Wednesday 5 September 2012

What I learned from Disney

"What screws us up most in life is the picture in our head of how it's supposed to be"

When I was growing up, I knew what my life was going to look like...I would live with a happy family, go to school, have good friends, go to university to study something I loved, probably fall in love while I was at uni, find a secure job that I enjoyed every day, get married by the time I was 25, pop out a few kids and live happily ever after.

It was a good plan
                          ...if only life had followed the script.

I didn't plan for my parents to get divorced, to have to move to another school because of bullying, to dislike uni so much that I contemplated dropping out, to move to the other side of the world, to still be single, to be made redundant.

I'm not trying to make you feel sorry for me, not at all. I don't feel sorry for me, because I guess what I'm saying is that, just because things haven't turned out as I imagined they would, doesn't mean they haven't turned out in the best possible way, the way they were meant to.

You know what I think? I think a lot of the pictures in our heads of what lives is supposed to look like come from Disney movies. It's so easy to blur the line between real life and 'happily ever after' lives when that's what we watch growing up.

Here's a quick run down of things I learned from Disney movies...

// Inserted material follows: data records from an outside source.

PR #1323, opened 2025-02-25
refactor: use block number for all payment vault param calls

hopeyen:
## Checks

- Testing Strategy
   - [ ] Unit tests
   - [ ] Integration tests

### DIFF
--- a/core/eth/reader.go
+++ b/core/eth/reader.go
@@ -854,12 +854,13 @@ func (t *Reader) GetOnDemandPaymentByAccount(ctx context.Context, accountID geth
 	}, nil
 }
 
-func (t *Reader) GetGlobalSymbolsPerSecond(ctx context.Context) (uint64, error) {
+func (t *Reader) GetGlobalSymbolsPerSecond(ctx context.Context, blockNumber uint32) (uint64, error) {
 	if t.bindings.PaymentVault == nil {
 		return 0, errors.New("payment vault not deployed")
 	}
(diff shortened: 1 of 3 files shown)


ian-shim (approved):

core/eth/reader.go
```diff
@@ -854,64 +854,70 @@ func (t *Reader) GetOnDemandPaymentByAccount(ctx context.Context, accountID geth
...
 
-func (t *Reader) GetGlobalRatePeriodInterval(ctx context.Context) (uint32, error) {
+func (t *Reader) GetGlobalRatePeriodInterval(ctx context.Context, blockNumber uint32) (uint32, error) {
 	if t.bindings.PaymentVault == nil {
 		return 0, errors.New("payment vault not deployed")
 	}
 	globalRateBinInterval, err := t.bindings.PaymentVault.GlobalRatePeriodInterval(&bind.CallOpts{
-		Context: ctx,
+		Context:     ctx,
+		BlockNumber: big.NewInt(int64(blockNumber)),
```
anupsv, line 877: why `int64` here ?

hopeyen: callOps require a big.Int but blockNumber has to be cast into `int64` to create the int

anupsv: I see. Looks like something we don't control to change the receiver also to uint64?

anupsv (approved):

core/eth/reader.go
hopeyen: yep, `CallOpts` is part of go-ethereum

Cinderella - if you just accept all the bad stuff that happens, eventually the good stuff will come.
Unfortunately, the amount of bad stuff you go through doesn't determine the amount of good stuff you'll get. Life just doesn't work that way. Sometimes you actually have to work for the good stuff and stand up for yourself in the bad.
Also, glass shoes are going to give you blisters.

Snow White and the Seven Dwarves - a kiss fixes all your problems. Well, maybe not just a kiss, but true love's first kiss. Um, no. Sometimes it just gives you more problems.
And it's usually not ok for a girl to live with seven men.

The Little Mermaid - you need to change your appearance, give up your talents, your home and family to get the guy. But surely it's all worth it, because that's all that matters, right? Or not.

The Hunchback of Notre Dame - the ugly guy won't get the girl. Sure, he can be the hero and save her, but she's still going to run off with the hot one. Good old Disney, all about the beauty.

The beautiful princess waits around for years until her prince comes to rescue her. They kiss and then her life is complete and all that's left is happily ever after.

No wonder we have such distorted images of how life should be. So, what do we do with that? I think we just need to know that movies, any movies, are a product of some scriptwriter's creativity. The characters say the right things because it's in the script. Don't you hate it when you have a conversation planned out in your head and the other person doesn't stick to the script?

I love Disney movies and I'm not going to stop watching them but we also need to step back into reality, to accept that life doesn't always turn out how we thought it would, but that doesn't make it any less beautiful or fulfilling.

Maybe happily ever afters aren't all they're cracked up to be.